• BRIEF
Using the records below, copy out exactly the line that contains "PR is this?**" and every line that follows it, up to and including the last, and no others.

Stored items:

PR #1837, opened 2026-05-06
feat: Supports multi-device requests with hami-vnpu-core enabled.

ashergaga:
**What type of PR is this?**
/kind feature

This PR enables multi-device request support when `hami-vnpu-core` is enabled. Previously, vNPU allocation was restricted to single-device requests. This enhancement allows users to request multiple virtual NPUs per workload, specifically addressing the hardware requirement for **paired module allocation** on **Ascend 910C** devices.


archlitchi (approved):
/lgtm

• TASK RESULT
**What type of PR is this?**
/kind feature

This PR enables multi-device request support when `hami-vnpu-core` is enabled. Previously, vNPU allocation was restricted to single-device requests. This enhancement allows users to request multiple virtual NPUs per workload, specifically addressing the hardware requirement for **paired module allocation** on **Ascend 910C** devices.


archlitchi (approved):
/lgtm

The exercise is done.